Falando antes da chegada do papa, marcada para a manhã de quarta-feira, o patriarca de Lisboa Manuel Clemente disse que o compromisso da igreja portuguesa em resolver o problema é "total".
Mas Filipa Almeida afirmou que a visita estava apenas destacando a falta de progresso.
A igreja recebeu a lista de suspeitos em março, prometeu investigar e suspendeu alguns padres, mas alguns outros já voltaram às suas funções. Filipa disse que o padre que abusou dela não foi suspenso durante uma investigação.
A Conferência Episcopal Portuguesa afirmou que não pode suspender padres a menos que os fatos contra eles sejam claramente estabelecidos, mas que haverá "tolerância zero" para abusadores e seus facilitadores.
Nenhuma reparação está prevista, mas os bispos prometeram apoio "espiritual, psicológico e psiquiátrico".
Filipa Almeida e outras duas vítimas criaram a associação Coração Silenciado, que dá voz e apoio a vítimas de abuso. "A única coisa que nos ajuda é fazer com que outras vítimas sintam que não estão sozinhas", disse ela.

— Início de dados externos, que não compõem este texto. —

PR #3425, opened 2022-05-25
KV auth models

### LINKED ISSUE #3349: Create KV Auth models

eden-ohana:
closes #3349


pkg/auth/model/model.go
```diff
@@ -6,6 +6,8 @@ import (
 	"errors"
 	"time"
 
+	"google.golang.org/protobuf/types/known/timestamppb"
+
```
N-o-Z, line 10: Remove the redundant newline?

pkg/auth/model/model.proto
```diff
@@ -0,0 +1,53 @@
...
+
+import "google/protobuf/timestamp.proto";
+
+package io.treeverse.lakefs.auth.model;
+
+message UserData {
+    int64 ID = 1;
+    google.protobuf.Timestamp CreatedAt = 2;
+    string Username = 3;
+    // FriendlyName, if set, is a shorter name for the user than
```
N-o-Z, line 12: I don't think it's really necessary to document this parameter again.
I would add documentation on top of each message stating which go struct it models

pkg/auth/model/model.proto
```diff
@@ -0,0 +1,53 @@
+syntax = "proto3";
+option go_package = "github.com/treeverse/lakefs/auth/model";
+
+import "google/protobuf/timestamp.proto";
+
+package io.treeverse.lakefs.auth.model;
+
+message UserData {
+    int64 ID = 1;
```
itaiad200, line 9: Why do we need ID in the KV world?
I think all queries are DisplayName/Username based, no?

pkg/auth/model/model.go
```diff
@@ -122,3 +124,114 @@ type CredentialKeys struct {
 	AccessKeyID     string `json:"access_key_id"`
 	SecretAccessKey string `json:"secret_access_key"`
 }
+
+func userFromProto(pb *UserData) *User {
```
itaiad200, line 128: missing tests for all of the below conversions

itaiad200 (changes requested):

pkg/auth/model/model.proto
```diff
@@ -0,0 +1,53 @@
+syntax = "proto3";
+option go_package = "github.com/treeverse/lakefs/auth/model";
+
+import "google/protobuf/timestamp.proto";
+
+package io.treeverse.lakefs.auth.model;
+
+message UserData {
```
N-o-Z, line 8: The convention in proto files is CamelCase for messages and snake_case for variable names

pkg/auth/model/model.proto
```diff
@@ -0,0 +1,53 @@
...
+    int64 ID = 1;
+    google.protobuf.Timestamp CreatedAt = 2;
+    string Username = 3;
+    // FriendlyName, if set, is a shorter name for the user than
+    // Username.  Unlike Username it does not identify the user (it
+    // might not be unique); use it in the user's GUI rather than in
+    // backend code.
+    string FriendlyName = 4;
+    string Email = 5;
+    bytes EncryptedPassword = 6;
```
N-o-Z, line 18: What about source? Do we need to save this information?

pkg/auth/model/model.proto
```diff
@@ -0,0 +1,53 @@
...
+}
+
+message GroupData {
+    int64 ID = 1;
```
N-o-Z, line 22: For each go struct that holds an 'int' value - since it is an arch specific type we need to decid whether it is int32 or int64 and define it explicitly in the struct - otherwise we might encountered unexpected behavior

pkg/auth/model/model.proto
```diff
@@ -0,0 +1,53 @@
...
+    google.protobuf.Timestamp CreatedAt = 2;
+    string DisplayName = 3;
+}
+
+message PolicyData {
+    int64 ID = 1;
```
N-o-Z, line 28: Same as above comment

pkg/auth/model/model.proto
```diff
@@ -0,0 +1,53 @@
...
+    google.protobuf.Timestamp CreatedAt = 2;
+    string DisplayName = 3;
+    StatementsData Statements = 4;
```
N-o-Z, line 31: Are we saving StatmentData separately or as part of other data models? We need to decide how to save this data in the DB

N-o-Z (changes requested):
Thanks Eden!
Added some comment

pkg/auth/model/model.go
```diff
@@ -122,3 +124,114 @@ type CredentialKeys struct {
...
+		FriendlyName:      &pb.FriendlyName,
+		Email:             &pb.Email,
+		EncryptedPassword: pb.EncryptedPassword,
+	}
+}
+
+func protoFromUser(u *User) *UserData {
+	return &UserData{
+		ID:                u.ID,
+		CreatedAt:         timestamppb.New(u.CreatedAt),
```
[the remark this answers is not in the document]
N-o-Z: No - and when we created the data we need to use time.UTC()

N-o-Z (changes requested):
@eden-ohana we should also add the path definitions for all auth entities in DB so we can later use it in the implementation and migrations PRs in parallel

pkg/auth/model/model.proto
eden-ohana: we need it for the conversion between the proto and the original, we will probably not use the ID while in proto model

pkg/auth/model/model.go
eden-ohana: done

pkg/auth/model/model.proto
eden-ohana: Done

pkg/auth/model/model.go
```diff
@@ -6,6 +6,8 @@ import (
 	"errors"
```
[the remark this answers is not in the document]
eden-ohana: done

pkg/auth/model/model.proto
eden-ohana: done, thanks for the catch

pkg/auth/model/model.proto
eden-ohana: it is saved as a part of the policy model, but because it is not a regular type we need to convert it too

pkg/auth/model/model.proto
N-o-Z: The problem is that int is not a specific type, it can mean several types and depends on the system. Think about a situation where you save an int64 ID into the database on a 64 arch system, you export it and then try to import it in a 32bit arch -> this could potentially overflow. We should take this opportunity to set specific types in the structs

pkg/auth/model/model.proto
itaiad200: So I suggest we should remove it now? I don't see a reason for maintaining it when there are 0 paths using that field in the KV world and the DB world doesn't use this type.

pkg/auth/model/model.go
```diff
@@ -109,16 +126,165 @@ func (s *Statements) Scan(src interface{}) error {
 	return json.Unmarshal(data, s)
 }
 
-type Credential struct {
-	AccessKeyID                   string    `db:"access_key_id"`
-	SecretAccessKey               string    `db:"-" json:"-"`
-	SecretAccessKeyEncryptedBytes []byte    `db:"secret_access_key" json:"-"`
-	IssuedDate                    time.Time `db:"issued_date"`
-	UserID                        int64     `db:"user_id"`
+const authPrefix = "auth"
```
itaiad200, line 129: Document, prefix can mean a lot of things in general `model.go` file.

pkg/auth/model/model.go
```diff
@@ -109,16 +126,165 @@ func (s *Statements) Scan(src interface{}) error {
...
+
+//TODO - delete no lint comments when function is used
+//nolint
+func kvUserPath(Username string) string {
```
itaiad200, line 133:
```suggestion
func kvUserPath(username string) string {
```

pkg/auth/model/model.go
```diff
@@ -109,16 +126,165 @@ func (s *Statements) Scan(src interface{}) error {
...
+		Username:          u.Username,
+		FriendlyName:      *u.FriendlyName,
+		Email:             *u.Email,
+		EncryptedPassword: u.EncryptedPassword,
+		Source:            u.Source,
+	}
+}
+
+//nolint
+func kvGroupPath(DisplayName string) string {
```
itaiad200, line 164:
```suggestion
func kvGroupPath(displayName string) string {
```

pkg/auth/model/model.go
```diff
@@ -109,16 +126,165 @@ func (s *Statements) Scan(src interface{}) error {
...
+func protoFromGroup(g *Group) *GroupData {
+	return &GroupData{
+		Id:          int64(g.ID),
+		CreatedAt:   timestamppb.New(g.CreatedAt),
+		DisplayName: g.DisplayName,
+	}
+}
+
+//nolint
+func kvPolicyPath(DisplayName string) string {
```
itaiad200, line 187:
```suggestion
func kvPolicyPath(displayName string) string {
```

pkg/auth/model/model.go
```diff
@@ -109,16 +126,165 @@ func (s *Statements) Scan(src interface{}) error {
...
+	return &Policy{
+		ID:          int(pb.Id),
+		CreatedAt:   pb.CreatedAt.AsTime(),
+		DisplayName: pb.DisplayName,
+		Statement:   *statementsFromProto(pb.Statements),
+	}
+}
+
+//nolint
+func protoFromPolicy(g *Policy) *PolicyData {
```
itaiad200, line 202:
```suggestion
func protoFromPolicy(p *Policy) *PolicyData {
```

pkg/auth/model/model.go
```diff
@@ -109,16 +126,165 @@ func (s *Statements) Scan(src interface{}) error {
...
+	return &PolicyData{
+		Id:          int64(g.ID),
+		CreatedAt:   timestamppb.New(g.CreatedAt),
+		DisplayName: g.DisplayName,
+		Statements:  protoFromStatements(&g.Statement),
+	}
+}
+
+//nolint
+func kvCredentialPath(UserName string, AccessKeyID string) string {
```
itaiad200, line 212:
```suggestion
func kvCredentialPath(userName string, accessKeyID string) string {
```

pkg/auth/model/model.go
```diff
@@ -109,16 +126,165 @@ func (s *Statements) Scan(src interface{}) error {
...
+	for i := range *s {
+		statements[i] = protoFromStatement(&x[i])
+	}
+	return &StatementsData{
+		Statement: statements,
+	}
+}
+
+//nolint
+func kvUserToGroup(UserName string, DisplayName string) string {
```
itaiad200, line 278:
```suggestion
func kvUserToGroup(userName string, displayName string) string {
```

itaiad200: Display name of the group? It's confusion to use just the property name without the type when there are multiple types with the same property.

itaiad200: Here and elsewhere.

pkg/auth/model/model.go
```diff
@@ -109,16 +126,165 @@ func (s *Statements) Scan(src interface{}) error {
...
+	return kv.FormatPath(authPrefix, "groups", DisplayName, "users", UserName)
+}
+
+//nolint
+func kvPolicyToUser(DisplayName string, UserName string) string {
```
itaiad200, line 283:
```suggestion
func kvPolicyToUser(policyDisplayName string, userName string) string {
```

pkg/auth/model/model.go
```diff
@@ -109,16 +126,165 @@ func (s *Statements) Scan(src interface{}) error {
...
+	return kv.FormatPath(authPrefix, "users", UserName, "policies", DisplayName)
+}
+
+//nolint
+func kvPolicyToGroup(PolicyDisplayName string, GroupDisplayName string) string {
```
itaiad200, line 288:
```suggestion
func kvPolicyToGroup(policyDisplayName string, groupDisplayName string) string {
```

pkg/auth/model/model.proto
itaiad200: Actually, we decided something else in the [discovery](https://github.com/treeverse/lakeFS/pull/3405/files), so nm

pkg/auth/model/model.go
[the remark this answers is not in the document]
itaiad200: I don't understand. timestamps are created in many places in lakeFS, several of those in the auth package. Are we expecting to pass the responsibility of using the right TZ to every line of code creating timestamp to keep proto conversion correct? I think this layer of golang<>proto conversion needs to handle that, otherwise we'll be chasing our tail with TZ bugs.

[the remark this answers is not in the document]
N-o-Z: protobuf's timestamppb currently doesn't hold localization data, so I don't see a way of getting around it.

pkg/auth/model/model.go
eden-ohana: done

pkg/auth/model/model.go
eden-ohana: done

pkg/auth/model/model.go
eden-ohana: done

pkg/auth/model/model.go
eden-ohana: done

pkg/auth/model/model.go
eden-ohana: done

pkg/auth/model/model.go
eden-ohana: done

pkg/auth/model/model.go
eden-ohana: done

pkg/auth/model/model.go
eden-ohana: done

pkg/auth/model/model.go
```diff
@@ -89,9 +75,38 @@ type Statement struct {
...
-)
+type Credential struct {
+	AccessKeyID                   string    `db:"access_key_id"`
+	SecretAccessKey               string    `db:"-" json:"-"`
+	SecretAccessKeyEncryptedBytes []byte    `db:"secret_access_key" json:"-"`
+	IssuedDate                    time.Time `db:"issued_date"`
+	UserID                        int64     `db:"user_id"`
+}
+
+// For JSON serialization:
```
N-o-Z, line 86: Comment should have the following format 'CredentialKeys ...'

pkg/auth/model/model.go
```diff
@@ -111,96 +126,125 @@ func (s *Statements) Scan(src interface{}) error {
...
+//nolint
+func kvUserPath(userName string) string {
+	return kv.FormatPath(authPrefix, "users", userName)
 }
 
+//nolint
 func userFromProto(pb *UserData) *User {
 	return &User{
-		ID:                pb.ID,
+		ID:                int64(binary.LittleEndian.Uint64(pb.Id)),
```
N-o-Z, line 141: About this solution:
I'm not sure it works properly, and it unfortunately does not solve the problem I've mentioned before with the overflow.
I think the solution required here will have to include a schema change which will modify ID column to string / []byte and generate new IDs for all existing entities

pkg/auth/model/model.go
N-o-Z: @eden-ohana still not fixed :(

N-o-Z (changes requested):
@eden-ohana There's still an issue with the ID type which I think requires a wider solution

pkg/auth/model/model.go
eden-ohana: but this will happen in the migration

N-o-Z: For this to happen in the migration we need to create new structs for the KV models which will be used after the migration. Currently we are using the same structs which have the 'int' type for the ID fields - so the migration doesn't really help us here. What we need is to either do that or modify the current structs which requires DB schema version migration

nopcoder (commented):
@eden-ohana thanks for the models.  Need to remember the global IAM implementation currently is based on the current auth service and this PR changes the service. Have a BaseUser (or any Base) is confusing - even in the same interface, there are versions which return base and accept non-base.  It is common to use the same model and specify that in this case the identification is not use or not set if you wish to.
But I'll like to know the rational of having this change - the auth models were supposed to address the storage system (internal), so I didn't expect to see any change from the external one.

itaiad200:
> @eden-ohana thanks for the models. Need to remember the global IAM implementation currently is based on the current auth service and this PR changes the service. Have a BaseUser (or any Base) is confusing - even in the same interface, there are versions which return base and accept non-base. It is common to use the same model and specify that in this case the identification is not use or not set if you wish to. But I'll like to know the rational of having this change - the auth models were supposed to address the storage system (internal), so I didn't expect to see any change from the external one.

The global IAM implementation is unchanged. Notice that the external auth API doesn't implement the `auth.Service` API that was changed, the `APIAuthService` who calls that external service implements it. So changes were made to that code to supports the new models, but changes to the external service are unnecessary at this point.
I can expand on the rational for having 3 types instead of the single type we have today. Up until now, we had a single model with an `int` as the ID that was created by `postgres`. Moving away from `postgres` and not having a way to create serial IDs, we decided on a random `string` for ID. So we need at least 2 models for each type, based on the ID type. To reduce code duplication I extracted all the common properties to a `Base*` struct and embedded it in the appropriate types. That's why we have 3. This is all temporary, once `postgres` is history we can return to a single type. The idea of passing the `Base*` models in the API is to make it clearer that the ID is created in the service, I think it's clearer that way but I can change that too.

pkg/api/controller.go
```diff
@@ -187,7 +187,12 @@ func (c *Controller) Login(w http.ResponseWriter, r *http.Request, body LoginJSO
 
 	// user.Username will be different from username/access_key_id on
 	// LDAP login.  Use the stored value.
-	tokenString, err := GenerateJWTLogin(secret, user.ID, loginTime, expires)
+	n, err := auth.UserIDToInt64(user.ID)
```
N-o-Z, line 190: We should already advance to use the KV models which have a string ID and modify all the necessary code. We should use the DB models only in the transition to write/read from DB

pkg/api/controller.go
```diff
@@ -396,7 +401,7 @@ func (c *Controller) CreateGroup(w http.ResponseWriter, r *http.Request, body Cr
 	ctx := r.Context()
 	c.LogAction(ctx, "create_group")
 
-	g := &model.Group{
+	g := &model.BaseGroup{
```
N-o-Z, line 404: Same for all the base uses - We should use the KV models directly

pkg/auth/authenticator.go
```diff
@@ -99,7 +108,7 @@ func (ba *BuiltinAuthenticator) AuthenticateUser(ctx context.Context, username,
 	if subtle.ConstantTimeCompare([]byte(password), []byte(cred.SecretAccessKey)) != 1 {
 		return InvalidUserID, ErrInvalidSecretAccessKey
 	}
-	return cred.UserID, nil
+	return UserIDToInt64(cred.UserID)
```
N-o-Z, line 111: Same for all AuthenticateUser implementation

pkg/auth/authenticator.go
```diff
@@ -219,20 +228,19 @@ func (la *LDAPAuthenticator) AuthenticateUser(ctx context.Context, username, pas
...
 
-	user = &model.User{
+	newUser := &model.BaseUser{
 		CreatedAt:    time.Now(),
 		Username:     dn,
 		FriendlyName: &username,
 		Source:       "ldap",
 	}
-	id, err := la.AuthService.CreateUser(ctx, user)
+	id, err := la.AuthService.CreateUser(ctx, newUser)
```
N-o-Z, line 243: Same here - we need to change the client structs

pkg/gateway/middleware.go
```diff
@@ -54,7 +54,14 @@ func AuthenticationHandler(authService auth.GatewayService, next http.Handler) h
...
 		}
-		user, err := authService.GetUserByID(ctx, creds.UserID)
+		base, bitSize := 10, 64
+		intCredsID, err := strconv.ParseInt(creds.UserID, base, bitSize)
+		if err != nil {
+			logger.WithError(err).Warn("error parsing user ID")
+			_ = o.EncodeError(w, req, getAPIErrOrDefault(err, gatewayerrors.ErrAccessDenied))
+			return
+		}
+		user, err := authService.GetUserByID(ctx, intCredsID)
```
N-o-Z, line 64: Same as previous comments

itaiad200 (approved):

nopcoder:
> > @eden-ohana thanks for the models. Need to remember the global IAM implementation currently is based on the current auth service and this PR changes the service. Have a BaseUser (or any Base) is confusing - even in the same interface, there are versions which return base and accept non-base. It is common to use the same model and specify that in this case the identification is not use or not set if you wish to. But I'll like to know the rational of having this change - the auth models were supposed to address the storage system (internal), so I didn't expect to see any change from the external one.
> 
> The global IAM implementation is unchanged. Notice that the external auth API doesn't implement the `auth.Service` API that was changed, the `APIAuthService` who calls that external service implements it. So changes were made to that code to supports the new models, but changes to the external service are unnecessary at this point. I can expand on the rational for having 3 types instead of the single type we have today. Up until now, we had a single model with an `int` as the ID that was created by `postgres`. Moving away from `postgres` and not having a way to create serial IDs, we decided on a random `string` for ID. So we need at least 2 models for each type, based on the ID type. To reduce code duplication I extracted all the common properties to a `Base*` struct and embedded it in the appropriate types. That's why we have 3. This is all temporary, once `postgres` is history we can return to a single type. The idea of passing the `Base*` models in the API is to make it clearer that the ID is created in the service, I think it's clearer that way but I can change that too.

Thanks @itaiad200 for clarifying it to me.

nopcoder (changes requested):

pkg/auth/cache.go
```diff
@@ -9,13 +9,13 @@ import (
...
 type UserSetFn func() (*model.User, error)
-type UserPoliciesSetFn func() ([]*model.Policy, error)
+type UserPoliciesSetFn func() ([]*model.BasePolicy, error)
 
 type Cache interface {
 	GetCredential(accessKeyID string, setFn CredentialSetFn) (*model.Credential, error)
 	GetUser(username string, setFn UserSetFn) (*model.User, error)
-	GetUserByID(userID int64, setFn UserSetFn) (*model.User, error)
-	GetUserPolicies(userID string, setFn UserPoliciesSetFn) ([]*model.Policy, error)
+	GetUserByID(string string, setFn UserSetFn) (*model.User, error)
```
nopcoder, line 17: string string -> s? or something meaningful, except string :)

itaiad200: What's more meaningful than a `string string`? ;)

nopcoder (approved):

N-o-Z (approved):
Looks good, thanks!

Francisco, que visita Portugal para participar de um encontro global de jovens católicos conhecido como Jornada Mundial da Juventude, deve se encontrar em particular com vítimas de abuso.
A associação de Filipa não foi convidada, mas ela ainda vê o evento como uma oportunidade para "enfrentar o problema" e alertar sobre os sinais de alerta de abuso e incentivar as vítimas a denunciar.
"Haverá jovens de todo o mundo e a realidade (do abuso) está presente em todos os continentes", disse ela. "É uma grande oportunidade para a igreja fazer algo."